A los 67 años, murió el historiador e investigador Alberto R. Lettieri
Especializado en historia política argentina y latinoamericana, fue director académico del Instituto Nacional de Revisionismo Histórico Argentino durante el kirchnerismo y autor de varios libros
5 minutos de lectura'

Ayer, a los 67 años, murió en Villars, en la provincia de Buenos Aires, el historiador especializado en historia política argentina y latinoamericana, investigador del Conicet y docente universitario Alberto Rodolfo Lettieri. Había nacido en Buenos Aires el 20 de mayo de 1959 y obtuvo su doctorado en Historia en la Facultad de Filosofía y Letras de la Universidad de Buenos Aires (UBA). Se formó con la reconocida historiadora Hilda Sabato.
Fue director académico del Instituto Nacional de Revisionismo Histórico Argentino e Iberoamericano Manuel Dorrego entre 2012 y 2015; profesor titular en la licenciatura en Ciencias de la Comunicación Social de la UBA, en la cátedra de Historia Social General, y en la cátedra de Historia Argentina II (1862-1916), en Filosofía y Letras, y codirector de la carrera de Especialización en Historia Política Argentina, de la Universidad de Ciencias Empresariales y Sociales.
Publicó los libros Vicente Fidel López. La construcción histórica de un liberalismo conservador, Historia contemporánea. De la revolución inglesa a la actualidad (en coautoría con Ana Pfeiffer), el tan recomendable como original La república de la opinión. Política y opinión pública en Buenos Aires entre 1852 y 1862, La civilización en debate. De las revoluciones burguesas al neoliberalismo.
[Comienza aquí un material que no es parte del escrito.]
PR #994, opened 2021-06-22
fix(note): remove anchor styling

### LINKED ISSUE #866: 🐛 Bug - Visited links inside Note component are yellow
# Forma 36 bug report

Screenshot 2021-03-10 at 10 22 38

The links inside a Note should keep the same styles as links outside a Note
So when a link has been visited it will be dark blue

denkristoffer:
# Purpose of PR

This PR closes #866 by removing anchor styling completely from Note, so people have to use `<TextLink />` instead of `<a />` 😬 Is this how we want to tackle this, or should we just update the colours instead?

Edit: Actually, is this considered a breaking change? 🤔 

@gui-santos


mshaaban0 (approved):
I think this makes sense. 👍🏼 
Kudos to the documentation in examples 💯

burakukula (approved):
Looking good! Thx a lot for this fix!
I don't think this is a breaking change, it's a minor from my perspective. And yeah, I think we should keep the same style for links everywhere, but maybe someone from the design side would like to share perspective here.

suevalov (approved):

PR #996, opened 2021-06-22
fix(modal-controls): set full width with box-sizing border-box

### LINKED ISSUE #896: 🐛 Bug - Modal controls issue
The issue might be an implementation problem, not really sure right now. 

Screenshot 2021-03-29 at 12 31 27

I guess we actually don't need to calculate the width for the controls, or there is a reason to do it?

denkristoffer:
# Purpose of PR

Sets ModalControl styling to full width with `box-sizing: border-box` and plain old `padding` instead of trying to calculate width in some way that's clever-but-not-really.

Closes #896


mshaaban0 (approved):
Looks good 👍🏼

suevalov:
https://github.com/contentful/forma-36/discussions/1001

burakukula (approved):
🤝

Buenos Aires y La batalla cultural, Seis lecciones de política y la mirada de la historia, de 2014, donde reunió su escritos para medios de prensa. En sus libros y artículos en volúmenes colectivos y publicaciones científicas, Lettieri investigó el papel de los sectores populares, los conflictos políticos y las disputas por la construcción del Estado nacional en los siglos XIX y XX.

Columnista en medios de prensa y guionista de radio, televisión y cine, a partir de la segunda década de los años 2000, su labor historiográfica se había acercado al revisionismo histórico y al pensamiento nacional, popular y federalista, afines al kirchnerismo y la izquierda.
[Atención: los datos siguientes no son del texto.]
Issue #1023, opened 2021-06-30
🐛 Bug - some people can't merge PRs


gui-santos:
# Forma 36 bug report

In some cases the `commit-check` does not run and blocks the PR

mshaaban0:
Yeah this is due to the CircleCI settings.

Enabling it shows warning about exposing ENV variables to the public which includes sensitive data npm tokens, etc.

We need to find a way to do that securely

denkristoffer:
@gui-santos so should this work now?

denkristoffer:
The original issue here should be gone by now. There's a new problem with building the website which should be fixed in #2164

PR #1031, opened 2021-07-02
fix: pill typescript workaround for rest props in react

janvandenberg:
# Purpose of PR
The Pill.tsx React component uses a rest props approach. This makes it unusable in TypeScript project where we want to provide a prop that is not defined in its PillProps interface. A way to fix this is adding a generic key value in the interface. I needed this to make drag-and-drop work for the Pill. Also there's no working drag-drop example in the docs of Forma-36, but that's another discussion. 

## PR Checklist

- [ x ] I have read the relevant `readme.md` file(s)
- [ x ] All commits follow our [Git commit message convention](https://github.com/contentful/forma-36/tree/master/packages/forma-36-react-components#commits)
- [ x ] Tests are passing
- [ ]  Storybook stories are added/updated/not required
- [ x ] Has been tested based on [Contentful's browser support](https://www.contentful.com/faq/about-contentful/#which-browsers-does-contentful-support)
- [ x ] Doesn't contain any sensitive information

### DIFF
--- a/packages/forma-36-react-components/src/components/Pill/Pill.tsx
+++ b/packages/forma-36-react-components/src/components/Pill/Pill.tsx
@@ -5,7 +5,7 @@ import { Icon } from '../Icon';
 import { TabFocusTrap } from '../TabFocusTrap';
 import styles from './Pill.css';
 
-export interface PillProps {
+export interface PillProps extends React.HTMLAttributes<HTMLElement> {
   label: string;
   onClose?: () => void;
   onDrag?: () => void;
@@ -14,8 +14,6 @@ export interface PillProps {
   style?: React.CSSProperties;
   dragHandleComponent?: React.ReactNode;
   variant?: 'idle' | 'active' | 'deleted';
-  // All other props
-  [key:string]: any;
 }
 
 export function Pill({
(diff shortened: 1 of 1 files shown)


packages/forma-36-react-components/src/components/Pill/Pill.tsx
```diff
@@ -14,6 +14,8 @@ export interface PillProps {
   style?: React.CSSProperties;
   dragHandleComponent?: React.ReactNode;
   variant?: 'idle' | 'active' | 'deleted';
+  // All other props
+  [key:string]: any;
```
mshaaban0, line 18: Thanks for spotting this, I think a better way for TS autocomplete would be to extend the interface to include html attributes, e.g.
```ts
export interface PillProps extends HTMLAttributes<HTMLElement> {}
```

janvandenberg: Agreed that would be better

janvandenberg:
Fixed it according to @mshaaban0 feedback

packages/forma-36-react-components/src/components/Pill/Pill.tsx
mshaaban0: Thanks

mshaaban0 (approved):

mshaaban0:
@all-contributors please add @janvandenberg for code

mshaaban0:
@janvandenberg I've cherry picked your commits in another PR #1032  to make our CI flow work, see #1023

Thanks again for the contribution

“Conocí estrechamente a Alberto Lettieri cuando compartimos la creación del Instituto de Revisionismo Histórico Manuel Dorrego -dice a LA NACION el escritor e historiador Pacho 0’Donnell-. Se especializó en historia política e intelectual del siglo XIX, con particular énfasis en los procesos de construcción del Estado nacional, las élites dirigentes y las disputas ideológicas que atravesaron la conformación de la Argentina moderna. Con una extensa trayectoria en el ámbito académico y en la gestión institucional vinculada a la historiografía, cuestionó la versión liberal y la falacia de la objetividad, lo que le significó contratiempos en la carrera por logros académicos, dominados por corrientes adversas a la revisión nacional, popular y federal que Alberto proponía. Convicciones que también lo llevaron a un compromiso personal y generoso por las causas sociales que hizo evidente en numerosos artículos en la prensa escrita y en participaciones en radio y televisión. Su producción se inscribió en el campo de la historia intelectual, desde donde analizó ideas, lenguajes políticos y proyectos culturales en su contexto histórico, evitando lecturas reduccionistas del pasado. En este marco, Lettieri tomó parte activa de lo que puede entenderse como una reforma intelectual del debate historiográfico, concibiendo la discusión histórica como un todo complejo y no como una simple oposición entre corrientes cerradas. Su obra contribuye a complejizar la comprensión del pasado argentino, destacando la centralidad de las ideas y los conflictos intelectuales en los procesos políticos y sociales”.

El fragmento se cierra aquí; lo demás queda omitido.